PR #287, opened 2026-07-06
Fix disappearing edges when ungrouping

darabos:
Fixes #284. Sometimes position is a normal JavaScript object and `pos.x`/`pos.y` works. Sometimes it's a Y.Map where you need `pos.get("x")`/`pos.get("y")`. (Or `pos.toJSON()` to get a normal JavaScript object.) In the latter case the existing code didn't find the x/y coordinates and ended up with NaN for the edges' coordinates, effectively making the edges disappear.

As for why `position` is sometimes a JavaScript object, sometimes a Y.Map, I think it depends on the history of the object. If it was loaded from a lynxkite.json file, it's a Y.Map, if it was created on the frontend, it's a plain object. I've tried to fix this with the second commit. But I think we can still keep the first commit. It's easier to test.


KovacsHunor (approved):
Super, thanks! I don't see any serious harm in leaving the first commit.

PR #289, opened 2026-07-08
Add hierarchical settings in folders

doragera:
`settings.yaml` files store configuration for a folder. Settings are inherited by child folders, with child values overriding those from parent folders. These files will be used to store LIM configurations and are also a suitable place for ACLs for #215 and #216.

### DIFF
--- a/lynxkite-core/pyproject.toml
+++ b/lynxkite-core/pyproject.toml
@@ -7,6 +7,7 @@ requires-python = ">=3.11"
 dependencies = [
     "pydantic>=2.11.7",
     "pydantic-core>=2.46.4",
+    "pyyaml>=6.0.2",
 ]
 license = "AGPL-3.0-or-later"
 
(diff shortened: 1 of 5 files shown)


lynxkite-core/pyproject.toml
```diff
@@ -7,6 +7,7 @@ requires-python = ">=3.11"
 dependencies = [
     "pydantic>=2.11.7",
     "pydantic-core>=2.46.4",
+    "pyyaml>=6.0.2",
```
darabos: 6.0.3 is the most recent version.

lynxkite-graph-analytics/src/lynxkite_graph_analytics/elementwise.py
```diff
@@ -49,15 +50,12 @@ def elementwise(
...
+    resources per folder in ``settings.yaml``:
+
         @op("ESM2", slow=True)
-        @elementwise(
-            input_table="protein_table_column",
-            desc="ESM2",
-            lim_config={"cpu": "4", "memory": "8Gi"},
-        )
+        @elementwise(input_table="protein_table_column", desc="ESM2")
+        @lim
```
darabos, line 58: Nice! I hope eventually we won't even need `@lim`.

darabos (approved):
The most well-tested piece of code in LynxKite! 😄

PR #290, opened 2026-07-10
Assistant: chat history, example tasks and more

annapanni:
- generate sample interactions form the doc with example assistant tasks. Theses are saved under `examples/generated_samples` and have to be evaluated manually, closes #261 
- now we execute workspace on write (as long as it's not paused) - this enables the assistant to see any new errors it might have created. Hopefully this means the user doesn't have to prompt "fix it" so often
- refactored the assistant file structure: broke down large functions and organized them into separate files by functionality
- assistant chat history is now displayed and saved in the json + it can be cleared by a button. The issue (#262) intended to keep multiple sessions per workspace, but I did not think this necessary.
- added a skill file for custom box creation based on existing documentation, including the descriptions of some of the custom types (eg. Bundle, TableColumn etc.)
- In the style of coding agents, the user can now choose to include a reference to the boxes they have selected, closes #264 
- assistant can now see the results of the executions under `.workspace_files`, closes #257 
- `boxes.py` now has custom examples for the 'LynxKite Graph Analytics environment' #253 
- added a more detailed README, closes #295


lynxkite-assistant/src/lynxkite_assistant/instructions.py
```diff
@@ -0,0 +1,113 @@
...
+
+SYSTEM_PROMPT = """
+## Overview
+You are an assistant for the LynxKite no-code AI workflow builder.
+You have access to the following files, non of which are visible to the user:
+- /workspace.py: The Python representation of the workflow.
+- /boxes.py: The definitions of custom boxes in the workflow.
+- /layout.json: The layout of the boxes in the visual representation.
+- /errors.txt: The errors that occurred in the boxes during execution.
+- /.workspace_files/: The results of the executed boxes, such as View tables and View images.
```
doragera: Here it is already the virtual paths that the agent can operate with, but in `assistant.py` you route it without the dot:
```
routes["/workspace_files/"] = backends.FilesystemBackend(
            root_dir=str(workspace_files_path), virtual_mode=True
        )
```

For the virtual paths you can skip the dot.

lynxkite-assistant/src/lynxkite_assistant/assistant.py
doragera: I know this is not included in the PR, but might be worth switching to `agent.astream` to not block the main thread

lynxkite-assistant/src/lynxkite_assistant/instructions.py
```diff
@@ -0,0 +1,113 @@
+"""Instructions for the LynxKite assistant. These are used to generate the system prompt and file comments for the assistant."""
+
+SYSTEM_PROMPT = """
+## Overview
+You are an assistant for the LynxKite no-code AI workflow builder.
+You have access to the following files, non of which are visible to the user:
```
doragera: typo: none of which

lynxkite-app/web/src/workspace/Assistant.tsx
```diff
@@ -87,7 +126,19 @@ export default function Assistant(props: { workspace: string }) {
           event.preventDefault();
           const prompt = input.trim();
           if (!prompt || status !== "ready") return;
-          sendMessage({ text: prompt });
+          if (includeSelectedNodes && selectedNodeIds.length > 0) {
+            setMessages([
+              ...persistedMessages,
```
doragera: Might be better to use `messages` here? Or is there a reason to use persistedMessages for the box references?

doragera (approved):
Great!

Make sure that you don't leave stale chat history in frontend/backend. If LynxKite stops unexpectedly, or the backend has an error, or the user just leaves the workspace for a bit the chat history should be kept in a correct state, and can be reloaded when restarting LynxKite.
Now backend saves at stream start, before the agent responds and assistant reply only appended at stream end. If backend errors mid-stream, chat history can end with user message, or UI can show partial messages. Are we handling this? You can easily reproduce an error in the backend if you temporily delete your API key that causes an Authentication error. For seeing what happens if the reply stops mid-stream you may have to be more creative!

lynxkite-app/web/src/workspace/Assistant.tsx
annapanni: Both of them worked okay for me, but it does make more sense to use `messages` - I switched it.

PR #291, opened 2026-07-10
Workspace progress

doragera:
Resolves https://github.com/lynxkite/lynxkite-2000/issues/162

I had to move https://github.com/lynxkite/lynxkite-2000-enterprise/blob/main/lynxkite-enterprise/src/lynxkite_enterprise/progress_crdt.py to this open source repo so the progress of each workspace and the updates are in one place. The main /progress page still only in enterprise.

The issue described 3 levels of the implementation of the progress bar, this PR implements level 1+2.

This is located in the horizontal bar on top of the workspace next to the gpu setter.
image

### DIFF
--- a/lynxkite-app/web/src/workspace/Workspace.tsx
+++ b/lynxkite-app/web/src/workspace/Workspace.tsx
@@ -59,6 +59,8 @@ import NodeWithMolecule from "./nodes/NodeWithMolecule.tsx";
 import NodeWithParams from "./nodes/NodeWithParams";
 import NodeWithTableView from "./nodes/NodeWithTableView.tsx";
 import NodeWithVisualization from "./nodes/NodeWithVisualization.tsx";
+import { useWorkspaceProgress } from "./useWorkspaceProgress.ts";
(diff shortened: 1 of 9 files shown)


lynxkite-app/web/src/workspace/Workspace.tsx
```diff
@@ -104,6 +106,7 @@ function LynxKiteFlow() {
     .pop()!
     .replace(/[.]lynxkite[.]json$/, "");
   const crdt = useCRDTWorkspace(path);
+  const workspaceProgress = useWorkspaceProgress(path, Boolean(crdt?.ws));
```
darabos: Could this be moved into the WorkspaceProgress component? If it's in the Workspace, React has to re-render the whole Workspace on every progress update. If it's in WorkspaceProgress, we only re-render that small component.

darabos (approved):
Wow this looks so good! 😍

lynxkite-app/web/src/workspace/Workspace.tsx
doragera: Done!

PR #292, opened 2026-07-13
Ability to view trajectories with Mol*

Mackofi:
Just a quick and simple addition to our molecule viewer. With this we can now display trajectories too!


darabos (approved):
Wow it's that simple? Fantastic!

PR #293, opened 2026-07-13
Resizing matplotlib figures based on node size

annapanni:
Added resizing on execute based on node size in the matplotlib_to_image wrapper.
As long as the function has self as the first parameter to access OpContext, the resizing should happen automatically.
closes #285


lynxkite-core/src/lynxkite_core/matplotlib_to_image.py
```diff
@@ -44,6 +46,15 @@ def matplotlib_to_image(func):
     @functools.wraps(func)
     def wrapper(*args, **kwargs):
         func(*args, **kwargs)
+        self, *rest = args
+        if isinstance(self, OpContext):
+            # If the first argument is an OpContext, we can use its node to determine the size of the figure.
+            if self.node:
+                w, h = self.node.width, self.node.height - 100  # Subtract 100 pixels for the header
+            else:
+                w, h = 500, 450
```
doragera: Are these magic numbers the current fixed numbers for a matplotlib image? Just add a comment about this too.

doragera (approved):
Nice! Thanks for updating the examples too.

____

Wherever the string "still" occurs in the entries, copy that whole line.

▶ _RESPONSE BELOW_
As for why `position` is sometimes a JavaScript object, sometimes a Y.Map, I think it depends on the history of the object. If it was loaded from a lynxkite.json file, it's a Y.Map, if it was created on the frontend, it's a plain object. I've tried to fix this with the second commit. But I think we can still keep the first commit. It's easier to test.
I had to move https://github.com/lynxkite/lynxkite-2000-enterprise/blob/main/lynxkite-enterprise/src/lynxkite_enterprise/progress_crdt.py to this open source repo so the progress of each workspace and the updates are in one place. The main /progress page still only in enterprise.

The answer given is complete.